*** Opening Excerpted data ***

PR #189, opened 2018-08-21
Uni-56835 V1.0 - doc changes

vkovec:


inwoods:
why not prepare a git patch so that you can replay the changes on stable - then we can scrap the v1.0 branch?

vkovec:
whats the difference?

PR #212, opened 2018-11-23
don't over-write user specified time range on re-import.

jasonm-unity:
- prevent stream player inspector for allowing edits on objects that are marked not-editable.


mjmvisser:
Tested locally, lgtm.

PR #223, opened 2019-01-07
FTV-36 [Alembic] Alembic player is bloating the scene by storing meshes as prefab overrides

clusty:
The alembic importer generates a Prefab. Once this is instantiated in the scene, the AlembicStreamPlayer replaces all meshes with the current correct version at the current time. This is bloating the scene as this counts for a prefab override.
The fix is marking all the MeshFilters with DoNotSave when instantiated in the scene. This prevents Scene size bloating.


CHANGELOG.md
```diff
@@ -1,12 +1,15 @@
 # Changes in Alembic for Unity
 
+## [1.0.0-preview.9] - 2019-01-03
+### Changes
+- Meshes generated by the AlembicSreamPlayer are not serialized with the Scene
```
mjmvisser:
```suggestion
- Meshes generated by the AlembicStreamPlayer are not serialized with the Scene
```

CHANGELOG.md
```diff
@@ -1,12 +1,15 @@
...
+
 ## [1.0.0-preview.8] - 2018-12-19
 ### Changes
 - Alembic files are No longer copied to the StreamingAssets folder
 - renamed Linux dso to abci.so for consistency
 - reordered DllImport path selection so Editor locations are always found first
 
-### Known Issues
```
mjmvisser: why was this line removed?

clusty: I think this is a typo. Will fix it.

clusty:
@i-saint This code needs to be conditional and only executed when instantiating in the Scene. The importer also calls AlembicMesh.AddMeshComponents, and should not mark components as DoNotSave (if set, this breaks thumbnails and meshes are not actually imported, thus they are not "addressable" outside of the ABC). 
Would you like me to move my code inside AlembicMesh.AddMeshComponents, but propagate the firstImport flag deeper ?

i-saint:
@clusty understood. I have no question other than that. I approve.

jcowles:
Looks like the change only applies to MeshFilters, should it also apply to SkinnedMeshRenderers (which also have a sharedMesh)?

mfe:
Tested it. LGTM.

jcowles:
FYI, I tried this same logic in USD and I'm seeing strange bugs where **SOMETIMES** the scene will load and all the meshes will be destroyed. The condition is somehow related to selection.

Just a heads up.

clusty:
Thanks a bunch. Will keep an eye out.

PR #224, opened 2019-01-07
HDRP Motion Vector Pass | Alembic Velocity Support

johnpars:
Contains an addition of two files which, in a similar fashion to the existing legacy version, is a near-copy of their original (Lit in this case), with small modification of the MotionVectors pass to properly integrate the runtime-calculate alembic velocities, submitted via TEXCOORD3. 

**NOTE:**

**1.)** Adding motion vector support to an alembic asset in your scene is controlled by the linked material. Currently, the shader is found under `HDRenderPipeline` -> `LitAlembic` (though `Alembic` -> `Lit` may be more suitable).

**2.)** By default, HDRP disables the object motion vector pass on materials. Currently  `Enable MotionVector For Vertex Animation` must be selected for the MotionVector pass to be included (see image). 

It is possible to change the default value in ShaderLab, however since the property is already serialized on the creation of a new material in HDRP, the compiler will defer to that instead, leaving the pass disabled.

Inheriting a custom UI from the Lit shader to solve this is also currently not simple, as it exists outside of the HD assembly. 

image

**2.)** Adding this renderpipeline support leaves more to be desired in the organization of the Shader/ folder, perhaps organization by renderpipeline.


i-saint:
looks good to me. thank you very much!

Verasl:
Since this is a copy of the lit shader, I'm taking there is no ShaderGraph support with this PR?

johnpars:
Hey Andre, that's correct- this PR does not also contain the SG implementation. 
To add it, I believe it would take a similar copy as the Lit SG implementation, but link to the velocity pass that is included in this PR. 

There is a discussion to be had, however, if it's not simpler to have the alembic velocity integration be implicit to a render pipeline's primary velocity pass. In the end, all that is required is an extra vertex input + transformation to integrate it to the velocity calculation, and that is all this PR is doing.

sebastienlagarde:
Hey John, 

So from what I understand Alembics object provide their precomputed 3d object space velocity that you need to substract to current object space position. Right?

So first question. From what I understand from the PR, you don't have need of supporting skinning or additional vertex animation on top of the Alembic, right ?

In this case, instead of using an additional alembicVelocity, you could simply store in the UVSet4 the positionOS - alembicVecloity and use the PreviousVelocity slot ?
then the goal is to enable hasDeformation with unity_MotionVectorsParams.x > 0.0; This is where you may require a C++ change. But doing this allow you to reuse the original lit shader without modification.
Otherwise we could add an option to force hasDeformationto be true, easy to do.

If however you want to support additional skinning and vertex animation, then we need both previousPositionOS and AlembicVelocity. In this case we could write:

float3 effectivePositionOS = (hasDeformation ? inputPass.previousPositionOS : inputMesh.positionOS)
effectivePositionOS -= inputPass.alembicVelocity; // <= this line

#if defined(HAVE_MESH_MODIFICATION)
        AttributesMesh previousMesh = inputMesh;
        previousMesh.positionOS = effectivePositionOS ;

        previousMesh = ApplyMeshModification(previousMesh);
        float3 previousPositionRWS = TransformPreviousObjectToWorld(previousMesh.positionOS);
#else
        float3 previousPositionRWS = TransformPreviousObjectToWorld(effectivePositionOS);
#endif

In this case I could add a new shader features (#define ADDITONAL_VECLOCITY_CHANGE and use a generic name like "additionalVeclocityChange") to add it to the original lit.shader and guard the single extra line, so you don't need an extra Alembic shader but can simply check a box.

Tell me what you think

Side note: A disabled motion vector pass doesn't mean there is no motion vector pass (due to how legacy unity have implemented motion vector). Please be careful with that. See documentation here: https://github.com/Unity-Technologies/ScriptableRenderPipeline/wiki/How-motion-vector-work

johnpars:
Hi Sebastien,

Thank you for your notes- now, on to your questions:

> So from what I understand Alembics object provide their precomputed 3d object space velocity that you need to substract to current object space position. Right?

That's correct- the Alembic velocities are currently computed on the alembic runtime and sent down to GPU.

> So first question. From what I understand from the PR, you don't have need of supporting skinning or additional vertex animation on top of the Alembic, right ?

I will leave the final answer of this to @mjmvisser- the direction we go is likely based on this. As this current PR stands, indeed there is not support for the additional mesh modification / skinning.

I think both options have their pros and cons. Being able to nicely integrate the alembic velocities directly with previous position in UVSet4 is a clean idea, that also would make it a simpler process to support alembic motion vectors in other render pipelines. However for thoroughness, the second option holds just as much weight. Will have to see what Mark thinks before knowing for sure. 

> Note that the change I propose is for all material (stacklit, Axf, hair, fabric, lit - including shader graph version), not only for Lit.

Understood, this is the ideal situation I believe.

> But I expect you want to try first your PR see if everything works as you want before taking any choice?

We shipped the ADAM 2 and 3 productions using the same idea in this PR, and have made sufficient testing in HD. Would it also be a good opportunity to implement a graphics test? Any links to this process would be great (I recall there being a testing standard for HD features / proposals)

sebastienlagarde:
Ok, poke me when a decision is taken (for support of additional skinning), and we can integrate the change the best way.

sebastienlagarde:
>Any links to this process would be great 
A bit old, but still useful: https://docs.google.com/document/d/1n4d0BI_8BdLwnH-OMUAAAS8z2RAwJ32i-6MgPwFJDgs/edit?usp=sharing

PR #226, opened 2019-01-15
Timeline fixes

clusty:
This PR implements 2 minor fixes with Timeline:
*Time changes from timeline AlembicShotClips are not persistent in the scene anymore
*AlembicRecorderClip is using now Tags to target GameObject roots for recording (before it was storing GO paths, which did not work very well with multiScene workflows). There is a Warning in the clip inspector if there are multiple GO that match the tag.


jcowles:
I see that the paths used to be strings -- do [ExposedReference<>](https://docs.unity3d.com/ScriptReference/ExposedReference_1.html) objects not work well with the multi-scene workflow either? I guess it would make sense if they did not.

clusty:
They do not, unfortunately. ExposedRefs are much more elegant compared to the Tag based workflow...

PR #233, opened 2019-03-20
Remove linux32

clusty:
This PR removes the usage of BuildTarget.StandaloneLinux for 2019.2+ since it's being obsoleted.
Small side cleanup, removed all linux mentions form asmdef-s (should have been done in the initial commit since it's not compatible with linux today.)


clusty:
Closing to restart one with CI enabled.

PR #238, opened 2019-03-29
Windows file locks ftv-142

clusty:
This PR changes the windows implementation for file access.
On windows there are certain apps (P4) that are unable to update the ABC assets when they are opened in Unity because of the OS locks. This implementation uses windows APIs to open files without locks.

### DIFF
--- a/Source/abci/Importer/aiContext.cpp
+++ b/Source/abci/Importer/aiContext.cpp
@@ -4,6 +4,11 @@
 #include "aiObject.h"
 #include "aiAsync.h"
 #include <istream>
+#ifdef WIN32
+    #include <windows.h>
+    #include <io.h>
+    #include <fcntl.h>
+#endif
 
 static std::wstring L(const std::string& s)
 {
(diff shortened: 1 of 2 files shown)


Source/abci/Importer/aiContext.cpp
```diff
@@ -39,7 +39,28 @@ static std::string NormalizePath(const char *in_path)
...
 
+#ifdef WIN32
 
+class lockFreeIStream : public std::ifstream
+{
+private:
+	FILE *_file = nullptr;
+public: 
+	lockFreeIStream(const wchar_t  *name) :_file( _wfsopen(name, L"rb", _SH_DENYNO)), 
+                                               std::ifstream(_file)
```
jeanblouin: You are opening the file with _SH_DENYNO, Which means as we read the file, someone can also read and write to it. What would happen if someone write to this file while you are reading from it?

Source/abci/Importer/aiContext.cpp
```diff
@@ -39,7 +39,28 @@ static std::string NormalizePath(const char *in_path)
...
 }
 
+#ifdef WIN32
 
+class lockFreeIStream : public std::ifstream
+{
+private:
+	FILE *_file = nullptr;
+public: 
+	lockFreeIStream(const wchar_t  *name) :_file( _wfsopen(name, L"rb", _SH_DENYNO)),
```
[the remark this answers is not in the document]
clusty: The usage of this class is guarded with try/catch

Source/abci/Importer/aiContext.cpp
clusty: the ABC importer is detecting file delete/moves and closes all files in this case.
Need to test if I can replace while actually playing.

*** Closing Excerpted data ***

Would you copy, word for word, only the lines from the start of the listing to the one that contains "The alembic importer", both included?

Reply to the exercise:
PR #189, opened 2018-08-21
Uni-56835 V1.0 - doc changes

vkovec:


inwoods:
why not prepare a git patch so that you can replay the changes on stable - then we can scrap the v1.0 branch?

vkovec:
whats the difference?

PR #212, opened 2018-11-23
don't over-write user specified time range on re-import.

jasonm-unity:
- prevent stream player inspector for allowing edits on objects that are marked not-editable.


mjmvisser:
Tested locally, lgtm.

PR #223, opened 2019-01-07
FTV-36 [Alembic] Alembic player is bloating the scene by storing meshes as prefab overrides

clusty:
The alembic importer generates a Prefab. Once this is instantiated in the scene, the AlembicStreamPlayer replaces all meshes with the current correct version at the current time. This is bloating the scene as this counts for a prefab override.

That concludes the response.